The average worker seems to be sleepwalking their way through their jobs, according to the latest employee engagement surveys. Here are three mostly free tactics to give your team a boost.
By Daniel Debow, contributor
While the U.S. economy recovers, the average worker seems to have lost a sense of meaning at work. They’re disengaged — and that disengagement is costing companies big money. According to a 2010 employee engagement study by Gallup, “disengaged employees erode an organization’s bottom line, while breaking the spirits of colleagues in the process. Within the U.S. workforce, Gallup estimates this cost to the bottom line to be more than $300 billion in lost productivity alone.” Ouch.
More importantly, that’s a lot of people who are sleepwalking through the activity that takes up the majority of their lives: their job. And it’s quite clear that throwing money at employees is not the answer. As Daniel Pink explains in
Drive: The Surprising Truth About What Motivates Us
, it’s “not how much money we make that ultimately makes us happy between nine-to-five. It’s whether our work fulfills us.”
I run a tech startup. Startups are known for their employee engagement practices. We have to be good at it. They might seem glamorous in movies like The Social Network, where Mark Zuckerberg goes from Harvard dorm to executive boardroom in 90 minutes of screen time. Working at a tech startup translates to years of long hours, below-market salaries, and the nagging fear that all of your friends are on the Facebook rocket while you’ve picked the MySpace horse and buggy.
So tech startups have some common practices to keep their talent motivated and engaged. While the basic principles behind these techniques are low-tech, tech companies have, unsurprisingly, found ways to enhance them by using technology. But the trick is to keep it simple. It’s not rocket science — it’s about human connection.
Here are three ways I try to keep my team engaged:
1. Make time for face time: There’s no substitute for personal contact. The personal touch can be challenging for today’s distributed workforces, but technology can help. We link our Toronto and San Francisco offices with a corporate video Skype portal, so teams at one location have instant video access to teams at the other.
2. Say thanks: In 2009, during the depths of the economic downturn, a McKinsey study found that the most important incentive a company can offer to engage employees is praise and commendation from their immediate manager. Sixty-seven percent of survey respondents ranked praise as “effective” or “very effective,” well above stock options (35%), an increase in base pay (52%) and even cold, hard cash bonuses (60%). My company uses software that lets everyone thank each other publicly by awarding each other badges for everything from great coding to hitting their numbers. But a simple thank you, in person or by email, can go a long way.
3. Connect work with meaning: In his new book PEAK: How Great Companies Get Their Mojo from Maslow, Chip Conley discusses encouraging housekeepers at his Joie de Vivre hotel chain to think of themselves as “clutter busters” and “the peace of mind police.” While those labels may sound a little ridiculous, reframing the job encourages employees to connect their work with its impact on the people around them. My company uses a public company-wide feed (like a Facebook wall but only visible to our employees) to post positive feedback and stories we hear from our customers.
The best part of all these tactics?

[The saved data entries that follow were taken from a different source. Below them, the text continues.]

PR #1098, opened 2026-07-20
fix(pi): keep PR review progress out of composer

alexanderkreidich:
## Summary

- render PR fetch and checkout progress through Pi's managed footer status
- clear temporary review progress after startup succeeds or fails
- surface local-checkout fallback warnings through Pi notifications instead of raw terminal output

## Why

`/plannotator-review <PR URL>` wrote startup progress with `console.error()`. Those writes bypass Pi's TUI renderer and can land inside the active composer, corrupting its layout.

### Before — progress output collides with the composer

PR review progress written inside the Pi composer before the fix

### After — progress renders in Pi's managed footer

PR review progress rendered below the Pi composer after the fix

## Validation

- `bun run build:pi`
- `bun test apps/pi-extension` — 71 passed, 1 skipped
- `bun run --cwd apps/pi-extension tsc --noEmit`
- real PR startup through a PTY using `2bb-dev/openorange#606`; every progress message was present in `PI_TUI_WRITE_LOG`, and no legacy raw output reached the composer

### DIFF
--- a/apps/pi-extension/plannotator-browser.ts
+++ b/apps/pi-extension/plannotator-browser.ts
@@ -67,6 +67,32 @@ export interface BrowserDecisionSession<T> {
 	stop: () => void;
 }
 
+type CodeReviewOptions = {
+	cwd?: string;
+	defaultBranch?: string;
+	diffType?: DiffType;
+	prUrl?: string;
+	vcsType?: VcsSelection;
+	useLocal?: boolean;
+};
+
+type CodeReviewDecision = {
+	approved: boolean;
+	feedback?: string;
+	annotations?: unknown[];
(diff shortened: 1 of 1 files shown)


backnotprop (approved):
Thanks @alexanderkreidich, this is a well-aimed fix. Routing startup progress through ctx.ui.setStatus is exactly Pi's intended channel for ambient extension status (it renders in the managed footer and never touches the transcript or the input editor), and moving the checkout warnings to ctx.ui.notify gives them a durable trace in chat. The try/finally clear means no stale footer text either way. Verified against the Pi runtime source; full Pi test suite and typecheck pass. Appreciate the before/after screenshots and the PTY validation.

They are mostly free. That’s critical for a startup running on investor capital. But in these uncertain economic times, isn’t effective plus free the right answer for just about every business? Spending a little time to save some of that $300 billion in lost productivity every year sounds like a bargain to me.
Daniel Debow is co-CEO of Rypple, a social software company that allows people to stay on track, share continuous feedback and coach each other at work.